Drugą postacią okazał się Guy Holmes, specjalista od promocji muzyki w radiu. Co prawda Guy szybko wyłączył piosenkę przy pierwszym przesłuchaniu, ale kiedy pasażerki jego auta od razu zaczęły powtarzać tekst, zorientował się, że to nie jest tylko kolejny przeciętny kawałek. "I'm Too Sexy" trafiło do radia, odważny DJ zagrał singel jako pierwszy i w stacji natychmiast rozdzwoniły się telefony. Słuchacze chcieli powtórki piosenki. Nic dziwnego, że utwór zdobył popularność, a wkrótce Right Said Fred mieli numer jeden na listach przebojów w ponad 30 krajach. Najlepsze jest to, że nadal nie mieli kontraktu płytowego, bo przecież wszystkie firmy im wcześniej odmówiły.
Zespół był w szoku. Oczywiście muzycy wiedzieli, że mają przebojową piosenkę, ale nie spodziewali się aż takiego sukcesu.

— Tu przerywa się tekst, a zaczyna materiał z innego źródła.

PR #6929, opened 2024-03-15
DOM text reinterpreted as HTML Added encodeURIComponent  {Patch}

Shivam7-1:
By using `encodeURIComponent()`, it will prevent the risk of unintended interpretation of special characters in the URL construction. This method automatically encodes special characters, ensuring that they are treated as part of the URL string rather than being interpreted as HTML or JavaScript code. This helps prevent potential security vulnerabilities, such as injection attacks or unexpected behavior, by encoding the input as part of the URL path.


Shivam7-1:
Hi @avaleske Could You Please Review Above PR
Thanks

Kiedy grupa pojechała do Stanów Zjednoczonych na koncerty, a przede wszystkim po to, żeby się wypromować, "I'm Too Sexy" było tam już takim hitem, że żadna promocja nie była właściwie potrzebna. Richard, Fred i Rob stali się gwiazdami. Wokalista zdradził "The Guardian": "Kiedy mieliśmy numer jeden w USA, Madonna powiedziała, że chciałaby pójść ze mną do łóżka. Nigdy wcześniej się nie spotkaliśmy, ale muszę powiedzieć, że ma świetny gust". "I'm Too Sexy" nie tylko zapewniło zespołowi najlepszy start na scenie, jaki tylko można sobie wymarzyć. Singel stał się też elementem popkultury. Uczniowie amerykańskich szkół nawet nosili koszulki z napisem "I'm too sexy for school". Nie wspominając już o sytuacjach takich jak ta z baru w Teksasie: grupka dziewczyn rzuciła się na jednego z gości, kiedy po ośmiu godzinach chciał zmienić teledysk na jakiś inny. Ten mężczyzna akurat fanem grupy chyba nie został.
Co łączy Right Said Fred, Jimiego Hendrixa i Taylor Swift?

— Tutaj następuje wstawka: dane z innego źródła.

PR #336, opened 2024-07-18
FCS_CKM.5 app note edit

woodbe:
The first paragraph of the app note in the catalog is really intended for people using the catalog, not for inclusion in the cPP.

### DIFF
--- a/cPP_DSC.adoc
+++ b/cPP_DSC.adoc
@@ -2647,9 +2647,7 @@ NIST SP 800-108 Rev. 1 (Section 4.3) [KDF in Double-Pipeline Iteration Mode] [se
 
 |===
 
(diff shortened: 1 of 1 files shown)


jvdsn (approved):

slpotte:
@woodbe, there has been a notion that we would provide commentary/guidance on how to use the catalog.  The is a long-time goal especially of @jdonndelinger.  I think some of the commentary/guidance wound up as app notes.  I would defer to @jdonndelinger on how to best separate legitimate app notes from commentary/guidance.

woodbe:
I agree, we need to do a check on things that should be removed, I noticed this particular one as obvious.

Maybe in the catalog you move those things out of app notes and into something above the requirements (or below but noted as "PP/ST author notes"

slpotte:
Yes, some were moved to introductions.  There are also sections labeled "Guidance" under FCS_CKM.2 and FCS_COP.1/Hash.  It seems inconsistent to provide some guidance in the introductions, and then more under these labels.  Feel free to remove "guidance" from the app notes.  We will clean up the catalog later.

Wiedzieliście, że swój udział w "I'm Too Sexy" miał nawet Jimi Hendrix? To nie żart. Rob Manzoli zagrał w singlu fragment riffu z piosenki Hendrixa "Third Stone from the Sun". Spadkobiercy legendarnego gitarzysty ponoć bez problemu wyrazili zgodę. Historia kołem się toczy, więc muzyka Right Said Fred też pojawiła się w cudzym utworze. Taylor Swift wykorzystała "I’m Too Sexy" w przeboju "Look What You Made Me Do". Muzycy do końca nie wiedzieli, o czyją piosenkę chodzi. Zespół dostał prośbę o użyczenie fragmentu utworu i zdawkową informację, że zależy na tym pewnej dużej gwieździe pop. Right Said Fred domyślali się, że być może jest to Taylor, ale efekty usłyszeli dopiero pewnego ranka w radiu. Muzycy świetnie wspominają współpracę z ekipą Swift, od której dostali podziękowania, a nawet kwiaty. Nie wspominając już o tym, że Right Said Fred zyskali dzięki wokalistce nowych fanów. Jak to dobrze, że akurat nie byli "Too sexy for Taylor".